_Data for processing_
PR #6054, opened 2026-03-04
e2e EIP failover case for egress node reboot

huiran0826:
## 📑 Description
This PR adds a new end-to-end test case  to validate that EgressIP fails over correctly when an egress node is rebooted and pod connectivity continually works after failover.

  Key Validations

  1. EgressIP fails over when egress node rebooted （node is in NotReady status）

_Brief_
The data above must be restated word for word.

_Exercise response_
PR #6054, opened 2026-03-04
e2e EIP failover case for egress node reboot

huiran0826:
## 📑 Description
This PR adds a new end-to-end test case  to validate that EgressIP fails over correctly when an egress node is rebooted and pod connectivity continually works after failover.

  Key Validations

  1. EgressIP fails over when egress node rebooted （node is in NotReady status）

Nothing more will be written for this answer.